PR #1131, opened 2016-05-13
Upgrade ActiveModelSerializers

### LINKED ISSUE #1090: Updating ActiveModelSerializers
So, I'm a maintainer of AMS and was wondering if you had any thoughts of updating to the [latest RC](https://rubygems.org/gems/active_model_serializers/versions) or any blockers if you've already discussed it :)

There doesn't appear to be any discussion in the repo here, and the version was hard-coded in https://github.com/houndci/hound/pull/536

gylaz:
Closes #1090

### DIFF
--- a/app/serializers/repo_serializer.rb
+++ b/app/serializers/repo_serializer.rb
@@ -27,7 +27,7 @@ class RepoSerializer < ActiveModel::Serializer
   private
 
   def membership
-    @membership ||= object.memberships.find_by(user_id: current_user.id)
+    @membership ||= object.memberships.find_by(user_id: scope.id)
   end
 
   def has_admin_membership?
@@ -35,6 +35,6 @@ class RepoSerializer < ActiveModel::Serializer
   end
 
   def has_subscription?
-    current_user.subscribed_repos.include?(object)
+    scope.subscribed_repos.include?(object)
   end
 end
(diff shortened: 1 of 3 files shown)


app/serializers/repo_serializer.rb
```diff
@@ -27,14 +27,14 @@ def admin
   private
 
   def membership
-    @membership ||= object.memberships.find_by(user_id: current_user.id)
+    @membership ||= object.memberships.find_by(user_id: scope.id)
```
thorncp: I hadn't seen `scope` before. The name is really confusing!

Posteriy: https://github.com/rails-api/active_model_serializers/tree/0-9-stable#customizing-scope

thorncp:
:+1: :tophat:

app/serializers/repo_serializer.rb
gylaz: Worth wrapping that in a `current_user` method or alias?

thorncp: It seems like that's going to be the AMS API going forward and it might be confusing later if we deviate from it. So, probably not?

gylaz: 👌

bf4:
Did you do any performance testing on this?

I'm surprised the change was so minimal.  Awesome!  Please leave any feedback in the AMS repo if you think the docs could be improved in any way

PR #1133, opened 2016-05-16
Lint JSX file extension with ESLint

gylaz:


teoljungberg:
Looks good!

I still wonder if we should allow users to configure which additional extensions they want to lint in their `.hound.yml`...

nneal:
Really appreciate this fix!! 👍

BreahnaDavid:
:+1: Thank you!

PR #1136, opened 2016-05-20
Renames config keys to be linter names

jackvnimble:
This makes it a bit more clear in a config file which linter will
actually used. This change nests the JSHint and ESLint linters
under JavaScript header on the configuration page

https://trello.com/c/CRtnokdz


app/models/config/base.rb
```diff
@@ -79,7 +79,7 @@ def file_path
     end
 
     def linter_config
-      hound_config.content.slice(*linter_names).values.first
+      hound_config.content.values_at(*linter_names).compact.first
```
jackvnimble: @gylaz not sure if you still prefer `values_at` when if requires compact (non_extant keys return nil)

jackvnimble:
The aformentioned nesting of ESLint and JSHint under Javascript

image
image

jackvnimble:
Should we update the default config to reflect these changes? Where does that live?

Also, https://raw.githubusercontent.com/houndci/hound/master/config/style_guides/haml.yml is a broken link.

thorncp:
> Should we update the default config to reflect these changes? Where does that live?

I think it makes sense to do that, in an attempt to encourage people to use linter names.

Good catch on the broken link! It should be https://raw.githubusercontent.com/houndci/linters/master/config/haml.yml

app/models/config/base.rb
gylaz: I can go either way. Your call.

thorncp:
Oh, I didn't answer your question. There isn't a default .hound.yml file that gets used. The config/linter objects themselves know if they're enabled by default or not. But a place to update to the linter name keys is on the config page, where it talks about .hound.yml - https://houndci.com/configuration#configuration

app/models/config/coffee_script.rb
```diff
@@ -2,6 +2,7 @@ module Config
   class CoffeeScript < Base
```
gylaz: What do you think about renaming these files and classes after their linters...

app/models/config/coffee_script.rb
```diff
@@ -2,6 +2,7 @@ module Config
...
     def linter_names
       [
+        "coffeelint",
```
gylaz: ... then here we use the old key (`coffeescript`)?

app/models/config/swift.rb
```diff
@@ -1,5 +1,13 @@
 module Config
   class Swift < Base
+    def linter_names
+      [
+        "swiftlint",
+        "swift_lint",
```
gylaz: Do we need to support this one?

app/views/pages/configuration.haml
```diff
@@ -10,9 +10,7 @@
       %li
         = link_to "Coffeescript", "#coffeescript"
```
gylaz: Worth camel-casing this while we're touching this fiel?

jackvnimble:
Ah, cool, I missed that one. Just changed it 👍

app/views/pages/configuration.haml
```diff
@@ -141,92 +139,98 @@
...
+          If you need to change the way Hound is configured, simply copy the
+          #{link_to "default config", javascript_config_url, target: :blank}.
+          into your project, make changes and reference the file in your
+          %em.code .hound.yml
+
+        %p
+          %code.code-block
+            :preserve
+              jshint:
+                config_file: .javascript-style.json
```
gylaz: How about renaming this to `.jshintrc` which is what JSHint uses by default?

app/models/config/coffee_script.rb
jackvnimble: I think that's a good idea

app/views/pages/configuration.haml
```diff
@@ -141,92 +139,98 @@
...
+        %p
+          If you would like to ignore certain JavaScript files, simply copy the
+          #{link_to "default config", javascript_ignore_url, target: :blank}
+          into your project, make changes and reference the file in your
+          %em.code .hound.yml
+
+          %code.code-block
+            :preserve
+              jshint:
+                ignore_file: .javascript_ignore
```
gylaz: `.jshintignore`?

app/models/config/swift.rb
jackvnimble: Probably not, I was mimicing the java_script one.

app/views/pages/configuration.haml
jackvnimble: Definitely

app/views/pages/configuration.haml
```diff
@@ -246,7 +250,7 @@
       %p
         %code.code-block
           :preserve
-            scss:
+            scss-lint:
```
gylaz: Is it strange that `coffeelint` doesn't have a hyphen but this does? Worth standardizing on one way?

app/views/pages/configuration.haml
jackvnimble: Good idea.

app/models/config/base.rb
jackvnimble: I think I'll keep it. `values_at` is much more clear than slice

app/views/pages/configuration.haml
thorncp: The CLI commands are `coffeelint` and `scss-lint`. Makes sense to me for our config keys to be consistent with that.

app/views/pages/configuration.haml
```diff
@@ -299,7 +303,7 @@
       %p
         %code.code-block
           :preserve
-            haml:
+            haml_lint:
```
gylaz: This one is `_`, but the one above is `-`.

app/views/pages/configuration.haml
gylaz: Maybe we should support both? If someone configures `coffeelint` first, they are likely to assume SCSS will be `scsslint`, and vice versa. It's just one extra entry in the `linter_names` array. Or am I being paranoid?

app/views/pages/configuration.haml
jackvnimble: Good catch, should be `-`

app/views/pages/configuration.haml
thorncp: I like supporting both. More flexibility will probably make for a better user experience.

jackvnimble: So add `coffee-lint` and `scsslint`?

gylaz: Yes to `scsslint`.

`coffee-lint`... maybe?

spec/models/linter/rubocop_spec.rb
```diff
@@ -697,19 +697,19 @@ def violations_with_config(config = stub_ruby_config)
 
     def build_linter(
       hound_config: build_hound_config,
-      config: stub_ruby_config,
+      config: stub_rubocop_config,
```
jackvnimble: Yeah... this took me a while to figure out :(

teoljungberg: Yeah, I'm not happy on how this turned out either - saying this as the guy who wrote it.

gylaz:
Closing this due to inactivity. We still want to do this, but probably handle this one linter at a time.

****************

Take the listing above and set it down exactly.

PR #1131, opened 2016-05-13
Upgrade ActiveModelSerializers

### LINKED ISSUE #1090: Updating ActiveModelSerializers
So, I'm a maintainer of AMS and was wondering if you had any thoughts of updating to the [latest RC](https://rubygems.org/gems/active_model_serializers/versions) or any blockers if you've already discussed it :)

There doesn't appear to be any discussion in the repo here, and the version was hard-coded in https://github.com/houndci/hound/pull/536

gylaz:
Closes #1090

### DIFF
--- a/app/serializers/repo_serializer.rb
+++ b/app/serializers/repo_serializer.rb
@@ -27,7 +27,7 @@ class RepoSerializer < ActiveModel::Serializer
   private
 
   def membership
-    @membership ||= object.memberships.find_by(user_id: current_user.id)
+    @membership ||= object.memberships.find_by(user_id: scope.id)
   end
 
   def has_admin_membership?
@@ -35,6 +35,6 @@ class RepoSerializer < ActiveModel::Serializer
   end
 
   def has_subscription?
-    current_user.subscribed_repos.include?(object)
+    scope.subscribed_repos.include?(object)
   end
 end
(diff shortened: 1 of 3 files shown)


app/serializers/repo_serializer.rb
```diff
@@ -27,14 +27,14 @@ def admin
   private
 
   def membership
-    @membership ||= object.memberships.find_by(user_id: current_user.id)
+    @membership ||= object.memberships.find_by(user_id: scope.id)
```
thorncp: I hadn't seen `scope` before. The name is really confusing!

Posteriy: https://github.com/rails-api/active_model_serializers/tree/0-9-stable#customizing-scope

thorncp:
:+1: :tophat:

app/serializers/repo_serializer.rb
gylaz: Worth wrapping that in a `current_user` method or alias?

thorncp: It seems like that's going to be the AMS API going forward and it might be confusing later if we deviate from it. So, probably not?

gylaz: 👌

bf4:
Did you do any performance testing on this?

I'm surprised the change was so minimal.  Awesome!  Please leave any feedback in the AMS repo if you think the docs could be improved in any way

PR #1133, opened 2016-05-16
Lint JSX file extension with ESLint

gylaz:


teoljungberg:
Looks good!

I still wonder if we should allow users to configure which additional extensions they want to lint in their `.hound.yml`...

nneal:
Really appreciate this fix!! 👍

BreahnaDavid:
:+1: Thank you!

PR #1136, opened 2016-05-20
Renames config keys to be linter names

jackvnimble:
This makes it a bit more clear in a config file which linter will
actually used. This change nests the JSHint and ESLint linters
under JavaScript header on the configuration page

https://trello.com/c/CRtnokdz


app/models/config/base.rb
```diff
@@ -79,7 +79,7 @@ def file_path
     end
 
     def linter_config
-      hound_config.content.slice(*linter_names).values.first
+      hound_config.content.values_at(*linter_names).compact.first
```
jackvnimble: @gylaz not sure if you still prefer `values_at` when if requires compact (non_extant keys return nil)

jackvnimble:
The aformentioned nesting of ESLint and JSHint under Javascript

image
image

jackvnimble:
Should we update the default config to reflect these changes? Where does that live?

Also, https://raw.githubusercontent.com/houndci/hound/master/config/style_guides/haml.yml is a broken link.

thorncp:
> Should we update the default config to reflect these changes? Where does that live?

I think it makes sense to do that, in an attempt to encourage people to use linter names.

Good catch on the broken link! It should be https://raw.githubusercontent.com/houndci/linters/master/config/haml.yml

app/models/config/base.rb
gylaz: I can go either way. Your call.

thorncp:
Oh, I didn't answer your question. There isn't a default .hound.yml file that gets used. The config/linter objects themselves know if they're enabled by default or not. But a place to update to the linter name keys is on the config page, where it talks about .hound.yml - https://houndci.com/configuration#configuration

app/models/config/coffee_script.rb
```diff
@@ -2,6 +2,7 @@ module Config
   class CoffeeScript < Base
```
gylaz: What do you think about renaming these files and classes after their linters...

app/models/config/coffee_script.rb
```diff
@@ -2,6 +2,7 @@ module Config
...
     def linter_names
       [
+        "coffeelint",
```
gylaz: ... then here we use the old key (`coffeescript`)?

app/models/config/swift.rb
```diff
@@ -1,5 +1,13 @@
 module Config
   class Swift < Base
+    def linter_names
+      [
+        "swiftlint",
+        "swift_lint",
```
gylaz: Do we need to support this one?

app/views/pages/configuration.haml
```diff
@@ -10,9 +10,7 @@
       %li
         = link_to "Coffeescript", "#coffeescript"
```
gylaz: Worth camel-casing this while we're touching this fiel?

jackvnimble:
Ah, cool, I missed that one. Just changed it 👍

app/views/pages/configuration.haml
```diff
@@ -141,92 +139,98 @@
...
+          If you need to change the way Hound is configured, simply copy the
+          #{link_to "default config", javascript_config_url, target: :blank}.
+          into your project, make changes and reference the file in your
+          %em.code .hound.yml
+
+        %p
+          %code.code-block
+            :preserve
+              jshint:
+                config_file: .javascript-style.json
```
gylaz: How about renaming this to `.jshintrc` which is what JSHint uses by default?

app/models/config/coffee_script.rb
jackvnimble: I think that's a good idea

app/views/pages/configuration.haml
```diff
@@ -141,92 +139,98 @@
...
+        %p
+          If you would like to ignore certain JavaScript files, simply copy the
+          #{link_to "default config", javascript_ignore_url, target: :blank}
+          into your project, make changes and reference the file in your
+          %em.code .hound.yml
+
+          %code.code-block
+            :preserve
+              jshint:
+                ignore_file: .javascript_ignore
```
gylaz: `.jshintignore`?

app/models/config/swift.rb
jackvnimble: Probably not, I was mimicing the java_script one.

app/views/pages/configuration.haml
jackvnimble: Definitely

app/views/pages/configuration.haml
```diff
@@ -246,7 +250,7 @@
       %p
         %code.code-block
           :preserve
-            scss:
+            scss-lint:
```
gylaz: Is it strange that `coffeelint` doesn't have a hyphen but this does? Worth standardizing on one way?

app/views/pages/configuration.haml
jackvnimble: Good idea.

app/models/config/base.rb
jackvnimble: I think I'll keep it. `values_at` is much more clear than slice

app/views/pages/configuration.haml
thorncp: The CLI commands are `coffeelint` and `scss-lint`. Makes sense to me for our config keys to be consistent with that.

app/views/pages/configuration.haml
```diff
@@ -299,7 +303,7 @@
       %p
         %code.code-block
           :preserve
-            haml:
+            haml_lint:
```
gylaz: This one is `_`, but the one above is `-`.

app/views/pages/configuration.haml
gylaz: Maybe we should support both? If someone configures `coffeelint` first, they are likely to assume SCSS will be `scsslint`, and vice versa. It's just one extra entry in the `linter_names` array. Or am I being paranoid?

app/views/pages/configuration.haml
jackvnimble: Good catch, should be `-`

app/views/pages/configuration.haml
thorncp: I like supporting both. More flexibility will probably make for a better user experience.

jackvnimble: So add `coffee-lint` and `scsslint`?

gylaz: Yes to `scsslint`.

`coffee-lint`... maybe?

spec/models/linter/rubocop_spec.rb
```diff
@@ -697,19 +697,19 @@ def violations_with_config(config = stub_ruby_config)
 
     def build_linter(
       hound_config: build_hound_config,
-      config: stub_ruby_config,
+      config: stub_rubocop_config,
```
jackvnimble: Yeah... this took me a while to figure out :(

teoljungberg: Yeah, I'm not happy on how this turned out either - saying this as the guy who wrote it.

gylaz:
Closing this due to inactivity. We still want to do this, but probably handle this one linter at a time.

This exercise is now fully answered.